YOUR OBJECTIVE — Can you reproduce the data beneath, keeping every line exact?

-- Opening Marker --

PR #790, opened 2025-04-02
776 public api cleanup cql comparers 5

### LINKED ISSUE #776: Public API | Clean up CQL Comparers
**Additional context**
Read this on the Java repo:  https://github.com/cqframework/cql-engine/issues/70

baseTwo:
Also review related submodules!
* [Integration Runner](https://github.com/FirelyTeam/Firely.Cql.Sdk.Integration.Runner/pull/39)

More information in CoPilot's PR review in the comment section below.

**Findings and Solution**

This PR aims to get the null-handling logic consistent with CQL comparison, equality and equivalence. Logic was scattered and inconsistent for comparison, half of comparers returned 1 or -1 if on or the other input was null, and others returned null if any input was null. In many cases equality and equivalence derives from the output of comparison, making the outcomes of those inconsistent too.

It was discovered that based on context, this logic can change, where the context is from the CQL operators. e.g. Greater Than would return null if any input is null. 

So the solution is to keep the comparer logic consistent (returning 1 or -1 if either but not both inputs are null), and only where an operator has different rules, handle them there before calling the comparer.

Since the operator already handles nullability, it also made sense to have methods on the comparer interfaces where null is no longer a concern and only values are accepted.

**CQL Comparer and Equivalence Interface Changes**

The non-generic `ICqlComparer` and `IEquivalenceComparer` adds additional methods paired with the existing methods, where the original methods accepts null parameters, and the additional methods don't. This skips unnecessary null checking when comparers are chained.

`IEquivalentable<T>` and `ICqlComparable<T>` were changed so that it only accepts non-null arguments. Null checks are handled in the comparers, not the instances that implement these interfaces. (See implementation of this in `CqlDate`, `CqlDateTime`, `CqlTime`)

**CqlComparer<T> Base Type**
Refactored all comparers to derive from common base type `CqlComparer<T>`. This ensures the behaviour for CQL comparisons is consistent.

`CqlComparer<T>` Type Hierarchy
```
CqlComparer<T>(in Hl7.Cql.Comparers)
    CqlCodeCqlComparer(in Hl7.Cql.Comparers)
    CqlCodeCqlEquivalentComparer(in Hl7.Cql.Comparers)
    CqlComparers(in Hl7.Cql.Comparers)
    CqlConceptCqlComparer(in Hl7.Cql.Comparers.CqlComparers)
    CqlQuantityCqlComparer(in Hl7.Cql.Comparers.CqlComparers)
    CqlTupleTypeComparer(in Hl7.Cql.Comparers.CqlComparers)
    DecimalCqlComparer(in Hl7.Cql.Comparers.CqlComparers)
    InterfaceCqlComparer<T>(in Hl7.Cql.Comparers.CqlComparers)
    KeyValuePairCqlComparer<TKey, TValue>(in Hl7.Cql.Comparers.CqlComparers)
    ListEqualComparer(in Hl7.Cql.Comparers.CqlComparers)
    CqlComparerWrapper<T, TInner>(in Hl7.Cql.Comparers)
        CodeOfEnumCqlComparer<TEnum>(in Hl7.Cql.Fhir.Comparers)
        ResourceIdCqlComparer(in Hl7.Cql.Fhir.Comparers)
        PlainCqlComparerWrapper<T>
    DefaultCqlComparer<T>(in Hl7.Cql.Comparers)
    EnumComparer(in Hl7.Cql.Comparers)
    IntervalComparer<T>(in Hl7.Cql.Comparers)
    StringCqlComparer(in Hl7.Cql.Comparers)
    LegacyTupleBaseTypeComparer(in Hl7.Cql.CqlToElm.Test)
    FhirEnumComparer(in Hl7.Cql.Fhir.Comparers)
    IdentifierComparer(in Hl7.Cql.Fhir.Comparers)
    IValueComparer<T>(in Hl7.Cql.Fhir.Comparers)
    PrimitiveTypeAgainstStringComparer(in Hl7.Cql.Fhir.Comparers)
```

`CqlComparer<T>` implements the generic `ICqlComparer<T>` and `IEquivalenceComparer<T>` interfaces _implicitly_, while the non-generic types ICqlComparer and IEquivalenceComparer are implemented _explicitly_. 

Since Equality and Equivalence can be derived from each other or through Comparison, `CqlComparer<T>` allows derived types to divert implementation.

**CqlOperators**
Comparer behaviour may be overridden in `CqlOperators` type by checking for nullability first, such that if any input is null, the result is null, before passing on to the registered comparers.

Bugfix:  When calling equivalence on strings from `CqlOperators`, the `IEnumerable<T>` overload was picked over object, meaning the strings were compared character by character. This has been fixed.

**Other Refactoring**
* Various types moved to other projects or namespaces
* `TupleBaseTypeComparer` moved to a file class `LegacyTupleBaseTypeComparer` in `XmlTests`. The legacy tuples are used when generating definitions, but are replaced in C# with value tuples. `XmlTests `still invokes definitions, instead of the generated C# assembles
* `KeyValuePairComparer` moved to `CqlComparer.KeyValuePairCqlComparer`
* `CharCqlComparer` removed. A bug was fixed where this was used to compare `string` by enumerating its characters
* Where possible, use singleton instances of comparers, instead of creating new instances.


Cql/Cql.Firely/Extensions/CqlComparersExtensions.cs
```diff
@@ -45,44 +45,23 @@ public static CqlComparers AddFhirComparers(this CqlComparers comparers)
...
-                return base.Compare(x, y, precision);
-            }
-
-            public override bool? Equals(
-                object? x,
-                object? y,
-                string? precision) =>
-                throw new UnreachableException("CqlComparers always goes through Compare, so we never reach here");
-        }
+        private enum DummyEnum {}
```
ewoutkramer, line 69: I think it's worth a few lines of documentation to describe what you use this for.

Cql/Cql.Runtime/Operators/MessageEventArgs.cs
```diff
@@ -6,6 +6,15 @@
  * available at https://raw.githubusercontent.com/FirelyTeam/firely-cql-sdk/main/LICENSE
  */
 
+
```
ewoutkramer, line 9: Double copyright?

ewoutkramer (approved):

-- Closing Marker --

ANSWER FOR THE TASK —
PR #790, opened 2025-04-02
776 public api cleanup cql comparers 5

### LINKED ISSUE #776: Public API | Clean up CQL Comparers
**Additional context**
Read this on the Java repo:  https://github.com/cqframework/cql-engine/issues/70

baseTwo:
Also review related submodules!
* [Integration Runner](https://github.com/FirelyTeam/Firely.Cql.Sdk.Integration.Runner/pull/39)

More information in CoPilot's PR review in the comment section below.

**Findings and Solution**

This PR aims to get the null-handling logic consistent with CQL comparison, equality and equivalence. Logic was scattered and inconsistent for comparison, half of comparers returned 1 or -1 if on or the other input was null, and others returned null if any input was null. In many cases equality and equivalence derives from the output of comparison, making the outcomes of those inconsistent too.

It was discovered that based on context, this logic can change, where the context is from the CQL operators. e.g. Greater Than would return null if any input is null. 

So the solution is to keep the comparer logic consistent (returning 1 or -1 if either but not both inputs are null), and only where an operator has different rules, handle them there before calling the comparer.

Since the operator already handles nullability, it also made sense to have methods on the comparer interfaces where null is no longer a concern and only values are accepted.

**CQL Comparer and Equivalence Interface Changes**

The non-generic `ICqlComparer` and `IEquivalenceComparer` adds additional methods paired with the existing methods, where the original methods accepts null parameters, and the additional methods don't. This skips unnecessary null checking when comparers are chained.

`IEquivalentable<T>` and `ICqlComparable<T>` were changed so that it only accepts non-null arguments. Null checks are handled in the comparers, not the instances that implement these interfaces. (See implementation of this in `CqlDate`, `CqlDateTime`, `CqlTime`)

**CqlComparer<T> Base Type**
Refactored all comparers to derive from common base type `CqlComparer<T>`. This ensures the behaviour for CQL comparisons is consistent.

`CqlComparer<T>` Type Hierarchy
```
CqlComparer<T>(in Hl7.Cql.Comparers)
    CqlCodeCqlComparer(in Hl7.Cql.Comparers)
    CqlCodeCqlEquivalentComparer(in Hl7.Cql.Comparers)
    CqlComparers(in Hl7.Cql.Comparers)
    CqlConceptCqlComparer(in Hl7.Cql.Comparers.CqlComparers)
    CqlQuantityCqlComparer(in Hl7.Cql.Comparers.CqlComparers)
    CqlTupleTypeComparer(in Hl7.Cql.Comparers.CqlComparers)
    DecimalCqlComparer(in Hl7.Cql.Comparers.CqlComparers)
    InterfaceCqlComparer<T>(in Hl7.Cql.Comparers.CqlComparers)
    KeyValuePairCqlComparer<TKey, TValue>(in Hl7.Cql.Comparers.CqlComparers)
    ListEqualComparer(in Hl7.Cql.Comparers.CqlComparers)
    CqlComparerWrapper<T, TInner>(in Hl7.Cql.Comparers)
        CodeOfEnumCqlComparer<TEnum>(in Hl7.Cql.Fhir.Comparers)
        ResourceIdCqlComparer(in Hl7.Cql.Fhir.Comparers)
        PlainCqlComparerWrapper<T>
    DefaultCqlComparer<T>(in Hl7.Cql.Comparers)
    EnumComparer(in Hl7.Cql.Comparers)
    IntervalComparer<T>(in Hl7.Cql.Comparers)
    StringCqlComparer(in Hl7.Cql.Comparers)
    LegacyTupleBaseTypeComparer(in Hl7.Cql.CqlToElm.Test)
    FhirEnumComparer(in Hl7.Cql.Fhir.Comparers)
    IdentifierComparer(in Hl7.Cql.Fhir.Comparers)
    IValueComparer<T>(in Hl7.Cql.Fhir.Comparers)
    PrimitiveTypeAgainstStringComparer(in Hl7.Cql.Fhir.Comparers)
```

`CqlComparer<T>` implements the generic `ICqlComparer<T>` and `IEquivalenceComparer<T>` interfaces _implicitly_, while the non-generic types ICqlComparer and IEquivalenceComparer are implemented _explicitly_. 

Since Equality and Equivalence can be derived from each other or through Comparison, `CqlComparer<T>` allows derived types to divert implementation.

**CqlOperators**
Comparer behaviour may be overridden in `CqlOperators` type by checking for nullability first, such that if any input is null, the result is null, before passing on to the registered comparers.

Bugfix:  When calling equivalence on strings from `CqlOperators`, the `IEnumerable<T>` overload was picked over object, meaning the strings were compared character by character. This has been fixed.

**Other Refactoring**
* Various types moved to other projects or namespaces
* `TupleBaseTypeComparer` moved to a file class `LegacyTupleBaseTypeComparer` in `XmlTests`. The legacy tuples are used when generating definitions, but are replaced in C# with value tuples. `XmlTests `still invokes definitions, instead of the generated C# assembles
* `KeyValuePairComparer` moved to `CqlComparer.KeyValuePairCqlComparer`
* `CharCqlComparer` removed. A bug was fixed where this was used to compare `string` by enumerating its characters
* Where possible, use singleton instances of comparers, instead of creating new instances.


Cql/Cql.Firely/Extensions/CqlComparersExtensions.cs
```diff
@@ -45,44 +45,23 @@ public static CqlComparers AddFhirComparers(this CqlComparers comparers)
...
-                return base.Compare(x, y, precision);
-            }
-
-            public override bool? Equals(
-                object? x,
-                object? y,
-                string? precision) =>
-                throw new UnreachableException("CqlComparers always goes through Compare, so we never reach here");
-        }
+        private enum DummyEnum {}
```
ewoutkramer, line 69: I think it's worth a few lines of documentation to describe what you use this for.

Cql/Cql.Runtime/Operators/MessageEventArgs.cs
```diff
@@ -6,6 +6,15 @@
  * available at https://raw.githubusercontent.com/FirelyTeam/firely-cql-sdk/main/LICENSE
  */
 
+
```
ewoutkramer, line 9: Double copyright?

ewoutkramer (approved):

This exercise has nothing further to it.